PR #7423, opened 2021-11-24
Correcting the ArgumentNullException.xml string constructor example text

martinstenhoff:
## Summary

Changing arg01 to arg1 to match the "For example" text and correcting the message to match the actually message seen in .NET (not .NET Framework).
In .NET Framework the message is "Value cannot be null.\r\nParameter name: arg1", which also does not match what is currently in the doc as the linefeed newline has been stripped.

### DIFF
--- a/xml/System/ArgumentNullException.xml
+++ b/xml/System/ArgumentNullException.xml
@@ -191,7 +191,7 @@
 |Property|Value|  
 |--------------|-----------|  
 |<xref:System.Exception.InnerException%2A>|A null reference (`Nothing` in Visual Basic).|  
-|<xref:System.ArgumentException.Message%2A>|A localized error message string that identifies the null argument. For example, if the `paramName` argument is "arg1", the English language message string is (using .NET):<br /><br /> `Value cannot be null. (Parameter name: 'arg1')`|  
+|<xref:System.ArgumentException.Message%2A>|A localized error message string that identifies the null argument. For example, if the `paramName` argument is "arg1", the English language message string is:<br /><br />On .NET 5+ and .NET Core: `Value cannot be null. (Parameter name: 'arg1')`<br /><br />On .NET Framework: `Value cannot be null.\r\nParameter name: arg1`|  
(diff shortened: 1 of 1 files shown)


xml/System/ArgumentNullException.xml
```diff
@@ -191,7 +191,7 @@
 |Property|Value|  
 |--------------|-----------|  
 |<xref:System.Exception.InnerException%2A>|A null reference (`Nothing` in Visual Basic).|  
-|<xref:System.ArgumentException.Message%2A>|A localized error message string that identifies the null argument. For example, if the `paramName` argument is "arg1", the English language message string is:<br /><br /> `Value cannot be null.Parameter name: arg01`|  
+|<xref:System.ArgumentException.Message%2A>|A localized error message string that identifies the null argument. For example, if the `paramName` argument is "arg1", the English language message string is (using .NET):<br /><br /> `Value cannot be null. (Parameter name: 'arg1')`|
```
gewarren, line 194:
################
◆ Task goal
Set down the records again without altering a word.

◆ Solution
PR #7423, opened 2021-11-24
Correcting the ArgumentNullException.xml string constructor example text

martinstenhoff:
## Summary

Changing arg01 to arg1 to match the "For example" text and correcting the message to match the actually message seen in .NET (not .NET Framework).
In .NET Framework the message is "Value cannot be null.\r\nParameter name: arg1", which also does not match what is currently in the doc as the linefeed newline has been stripped.

### DIFF
--- a/xml/System/ArgumentNullException.xml
+++ b/xml/System/ArgumentNullException.xml
@@ -191,7 +191,7 @@
 |Property|Value|  
 |--------------|-----------|  
 |<xref:System.Exception.InnerException%2A>|A null reference (`Nothing` in Visual Basic).|  
-|<xref:System.ArgumentException.Message%2A>|A localized error message string that identifies the null argument. For example, if the `paramName` argument is "arg1", the English language message string is (using .NET):<br /><br /> `Value cannot be null. (Parameter name: 'arg1')`|  
+|<xref:System.ArgumentException.Message%2A>|A localized error message string that identifies the null argument. For example, if the `paramName` argument is "arg1", the English language message string is:<br /><br />On .NET 5+ and .NET Core: `Value cannot be null. (Parameter name: 'arg1')`<br /><br />On .NET Framework: `Value cannot be null.\r\nParameter name: arg1`|  
(diff shortened: 1 of 1 files shown)


xml/System/ArgumentNullException.xml
```diff
@@ -191,7 +191,7 @@
 |Property|Value|  
 |--------------|-----------|  
 |<xref:System.Exception.InnerException%2A>|A null reference (`Nothing` in Visual Basic).|  
-|<xref:System.ArgumentException.Message%2A>|A localized error message string that identifies the null argument. For example, if the `paramName` argument is "arg1", the English language message string is:<br /><br /> `Value cannot be null.Parameter name: arg01`|  
+|<xref:System.ArgumentException.Message%2A>|A localized error message string that identifies the null argument. For example, if the `paramName` argument is "arg1", the English language message string is (using .NET):<br /><br /> `Value cannot be null. (Parameter name: 'arg1')`|
```
gewarren, line 194:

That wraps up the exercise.